Supplied data: Begin

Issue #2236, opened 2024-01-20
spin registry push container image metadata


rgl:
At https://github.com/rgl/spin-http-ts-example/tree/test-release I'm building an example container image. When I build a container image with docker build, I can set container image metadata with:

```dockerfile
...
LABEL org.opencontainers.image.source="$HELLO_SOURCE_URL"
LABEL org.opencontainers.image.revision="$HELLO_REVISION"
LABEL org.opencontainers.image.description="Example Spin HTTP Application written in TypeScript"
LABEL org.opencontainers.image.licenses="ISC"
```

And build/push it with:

Supplied data: End
Supplied data: Begin

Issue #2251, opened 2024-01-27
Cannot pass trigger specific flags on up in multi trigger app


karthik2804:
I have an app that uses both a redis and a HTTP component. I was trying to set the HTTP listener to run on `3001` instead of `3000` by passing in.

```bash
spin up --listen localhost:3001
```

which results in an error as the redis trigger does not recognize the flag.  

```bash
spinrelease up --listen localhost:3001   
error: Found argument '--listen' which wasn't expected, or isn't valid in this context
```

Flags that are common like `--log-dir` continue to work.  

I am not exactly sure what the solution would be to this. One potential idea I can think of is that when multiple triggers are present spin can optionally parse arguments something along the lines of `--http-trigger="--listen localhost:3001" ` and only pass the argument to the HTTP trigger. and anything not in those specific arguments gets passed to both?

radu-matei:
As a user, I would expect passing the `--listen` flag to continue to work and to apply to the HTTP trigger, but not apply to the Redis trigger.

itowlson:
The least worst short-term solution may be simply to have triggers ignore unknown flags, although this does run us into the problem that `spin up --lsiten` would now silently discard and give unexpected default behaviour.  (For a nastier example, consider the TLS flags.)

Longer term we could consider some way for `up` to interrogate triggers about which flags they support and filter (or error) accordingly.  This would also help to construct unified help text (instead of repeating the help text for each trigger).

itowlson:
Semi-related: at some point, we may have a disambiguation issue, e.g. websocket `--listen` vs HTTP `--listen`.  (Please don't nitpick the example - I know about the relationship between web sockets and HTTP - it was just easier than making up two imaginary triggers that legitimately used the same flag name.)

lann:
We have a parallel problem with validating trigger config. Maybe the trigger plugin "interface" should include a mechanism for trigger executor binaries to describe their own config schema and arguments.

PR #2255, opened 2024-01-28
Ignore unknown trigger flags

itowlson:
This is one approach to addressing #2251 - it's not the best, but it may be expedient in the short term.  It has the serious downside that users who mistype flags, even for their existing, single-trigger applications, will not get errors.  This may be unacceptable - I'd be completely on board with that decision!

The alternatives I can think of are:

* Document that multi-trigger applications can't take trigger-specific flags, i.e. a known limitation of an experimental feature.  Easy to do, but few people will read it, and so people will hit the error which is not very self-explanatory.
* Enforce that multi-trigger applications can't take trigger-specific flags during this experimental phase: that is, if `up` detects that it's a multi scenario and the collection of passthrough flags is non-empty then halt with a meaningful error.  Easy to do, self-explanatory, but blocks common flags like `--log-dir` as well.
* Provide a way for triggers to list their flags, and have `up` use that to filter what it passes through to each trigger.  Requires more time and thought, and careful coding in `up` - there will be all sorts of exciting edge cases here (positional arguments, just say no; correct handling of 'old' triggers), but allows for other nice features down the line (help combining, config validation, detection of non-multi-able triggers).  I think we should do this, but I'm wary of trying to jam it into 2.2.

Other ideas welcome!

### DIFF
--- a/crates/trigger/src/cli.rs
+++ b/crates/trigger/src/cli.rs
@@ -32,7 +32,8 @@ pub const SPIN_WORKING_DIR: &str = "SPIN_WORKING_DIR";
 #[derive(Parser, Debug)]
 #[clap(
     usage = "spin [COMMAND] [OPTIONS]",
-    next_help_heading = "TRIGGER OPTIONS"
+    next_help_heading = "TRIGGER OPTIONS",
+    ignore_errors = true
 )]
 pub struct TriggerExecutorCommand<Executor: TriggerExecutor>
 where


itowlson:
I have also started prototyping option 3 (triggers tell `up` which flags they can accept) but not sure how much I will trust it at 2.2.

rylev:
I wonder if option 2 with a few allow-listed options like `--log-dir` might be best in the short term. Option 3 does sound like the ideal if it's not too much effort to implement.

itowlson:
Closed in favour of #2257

Supplied data: End

### Problem to work on
Above are the records; copy exactly the lines from the line with "Longer term we" through the line with "not very self-explanatory.", both included.

### Response to the exercise
Longer term we could consider some way for `up` to interrogate triggers about which flags they support and filter (or error) accordingly.  This would also help to construct unified help text (instead of repeating the help text for each trigger).

itowlson:
Semi-related: at some point, we may have a disambiguation issue, e.g. websocket `--listen` vs HTTP `--listen`.  (Please don't nitpick the example - I know about the relationship between web sockets and HTTP - it was just easier than making up two imaginary triggers that legitimately used the same flag name.)

lann:
We have a parallel problem with validating trigger config. Maybe the trigger plugin "interface" should include a mechanism for trigger executor binaries to describe their own config schema and arguments.

PR #2255, opened 2024-01-28
Ignore unknown trigger flags

itowlson:
This is one approach to addressing #2251 - it's not the best, but it may be expedient in the short term.  It has the serious downside that users who mistype flags, even for their existing, single-trigger applications, will not get errors.  This may be unacceptable - I'd be completely on board with that decision!

The alternatives I can think of are:

* Document that multi-trigger applications can't take trigger-specific flags, i.e. a known limitation of an experimental feature.  Easy to do, but few people will read it, and so people will hit the error which is not very self-explanatory.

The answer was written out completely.